HOW TO COMPLETE THIS TASK:
Go through the entries below and print, exactly, the lines starting at the one with "- Format all" and ending at the one with "EPashkin: Only in root Cargo.toml please", keeping both ends and no others.

DATA FOR THE TASK:
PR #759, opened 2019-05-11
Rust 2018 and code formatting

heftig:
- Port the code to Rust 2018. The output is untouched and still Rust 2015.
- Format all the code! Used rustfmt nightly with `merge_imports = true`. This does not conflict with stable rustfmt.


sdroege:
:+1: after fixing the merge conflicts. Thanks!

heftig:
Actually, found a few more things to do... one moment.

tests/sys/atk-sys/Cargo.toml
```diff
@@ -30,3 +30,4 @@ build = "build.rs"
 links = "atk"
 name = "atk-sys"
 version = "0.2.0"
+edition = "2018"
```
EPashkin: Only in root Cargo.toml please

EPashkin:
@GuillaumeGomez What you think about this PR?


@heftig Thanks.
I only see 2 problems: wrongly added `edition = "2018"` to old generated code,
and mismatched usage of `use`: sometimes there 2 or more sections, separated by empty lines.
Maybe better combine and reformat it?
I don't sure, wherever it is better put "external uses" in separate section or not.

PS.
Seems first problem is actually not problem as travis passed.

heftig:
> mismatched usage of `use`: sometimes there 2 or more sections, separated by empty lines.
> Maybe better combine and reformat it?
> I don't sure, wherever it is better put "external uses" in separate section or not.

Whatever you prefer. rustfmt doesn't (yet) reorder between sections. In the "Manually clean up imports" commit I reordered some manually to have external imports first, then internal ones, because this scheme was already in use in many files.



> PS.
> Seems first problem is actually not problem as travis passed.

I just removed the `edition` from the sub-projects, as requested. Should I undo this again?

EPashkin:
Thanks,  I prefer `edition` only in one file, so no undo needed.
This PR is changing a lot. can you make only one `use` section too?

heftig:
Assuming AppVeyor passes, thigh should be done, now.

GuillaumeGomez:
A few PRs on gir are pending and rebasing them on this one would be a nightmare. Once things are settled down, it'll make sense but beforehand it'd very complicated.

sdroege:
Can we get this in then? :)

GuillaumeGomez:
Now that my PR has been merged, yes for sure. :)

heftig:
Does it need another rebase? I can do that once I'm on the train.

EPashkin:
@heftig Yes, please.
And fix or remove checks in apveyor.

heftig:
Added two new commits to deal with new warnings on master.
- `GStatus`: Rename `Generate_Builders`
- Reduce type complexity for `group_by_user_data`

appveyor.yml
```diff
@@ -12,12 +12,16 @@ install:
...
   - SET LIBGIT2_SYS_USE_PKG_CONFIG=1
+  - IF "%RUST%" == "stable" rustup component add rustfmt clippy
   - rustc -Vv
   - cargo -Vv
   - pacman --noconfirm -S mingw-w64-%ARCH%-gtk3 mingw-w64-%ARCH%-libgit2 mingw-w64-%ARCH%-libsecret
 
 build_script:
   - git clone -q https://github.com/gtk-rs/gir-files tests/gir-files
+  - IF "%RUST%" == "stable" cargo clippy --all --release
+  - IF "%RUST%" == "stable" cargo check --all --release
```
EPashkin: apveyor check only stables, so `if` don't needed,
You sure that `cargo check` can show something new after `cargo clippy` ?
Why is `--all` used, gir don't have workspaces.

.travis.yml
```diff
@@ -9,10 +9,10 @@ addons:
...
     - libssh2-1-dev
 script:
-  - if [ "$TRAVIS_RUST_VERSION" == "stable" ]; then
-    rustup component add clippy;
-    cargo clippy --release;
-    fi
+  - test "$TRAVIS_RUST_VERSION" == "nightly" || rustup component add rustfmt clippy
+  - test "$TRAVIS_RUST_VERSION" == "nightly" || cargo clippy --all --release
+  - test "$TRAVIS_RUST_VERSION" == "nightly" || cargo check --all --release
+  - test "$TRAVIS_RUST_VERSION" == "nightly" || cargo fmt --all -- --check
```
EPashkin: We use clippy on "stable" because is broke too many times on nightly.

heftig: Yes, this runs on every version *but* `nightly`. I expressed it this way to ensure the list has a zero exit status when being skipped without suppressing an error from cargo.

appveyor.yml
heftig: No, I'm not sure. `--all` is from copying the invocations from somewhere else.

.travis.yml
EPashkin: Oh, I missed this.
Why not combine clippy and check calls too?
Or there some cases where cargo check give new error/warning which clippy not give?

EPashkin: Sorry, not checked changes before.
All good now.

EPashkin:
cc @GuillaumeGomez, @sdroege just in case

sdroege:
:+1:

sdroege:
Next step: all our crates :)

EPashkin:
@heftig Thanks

EXPECTED OUTPUT:
- Format all the code! Used rustfmt nightly with `merge_imports = true`. This does not conflict with stable rustfmt.


sdroege:
:+1: after fixing the merge conflicts. Thanks!

heftig:
Actually, found a few more things to do... one moment.

tests/sys/atk-sys/Cargo.toml
```diff
@@ -30,3 +30,4 @@ build = "build.rs"
 links = "atk"
 name = "atk-sys"
 version = "0.2.0"
+edition = "2018"
```
EPashkin: Only in root Cargo.toml please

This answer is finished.